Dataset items
PR #131, opened 2019-10-22
Bug 1763728: fix 'oc adm release extract' version injection

sallyom:
Since[ this](https://github.com/openshift/oc/pull/88) merged, when using an extracted oc to extract openshift-install|oc, command fails, because the shared binary replacement location.  This PR is the fix. 

/cc @soltysh

### DIFF
--- a/pkg/cli/admin/release/extract_tools.go
+++ b/pkg/cli/admin/release/extract_tools.go
@@ -40,9 +40,8 @@ type extractTarget struct {
 	Command  string
 	Optional bool
 
-	TargetName string
-
-	InjectReleaseImage bool
+	InjectReleaseImage   bool
+	InjectReleaseVersion bool
 
 	ArchiveFormat string
 	AsArchive     bool
@@ -150,30 +149,30 @@ func (o *ExtractOptions) extractCommand(command string) error {
 			Command: "oc",
 			Mapping: extract.Mapping{Image: "cli-artifacts", From: "usr/share/openshift/mac/oc"},
 
-			LinkTo:             []string{"kubectl"},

> **Instructions for the task**:
All entries shown above should be duplicated without a single difference.

> **Solution below**:
PR #131, opened 2019-10-22
Bug 1763728: fix 'oc adm release extract' version injection

sallyom:
Since[ this](https://github.com/openshift/oc/pull/88) merged, when using an extracted oc to extract openshift-install|oc, command fails, because the shared binary replacement location.  This PR is the fix. 

/cc @soltysh

### DIFF
--- a/pkg/cli/admin/release/extract_tools.go
+++ b/pkg/cli/admin/release/extract_tools.go
@@ -40,9 +40,8 @@ type extractTarget struct {
 	Command  string
 	Optional bool
 
-	TargetName string
-
-	InjectReleaseImage bool
+	InjectReleaseImage   bool
+	InjectReleaseVersion bool
 
 	ArchiveFormat string
 	AsArchive     bool
@@ -150,30 +149,30 @@ func (o *ExtractOptions) extractCommand(command string) error {
 			Command: "oc",
 			Mapping: extract.Mapping{Image: "cli-artifacts", From: "usr/share/openshift/mac/oc"},
 
-			LinkTo:             []string{"kubectl"},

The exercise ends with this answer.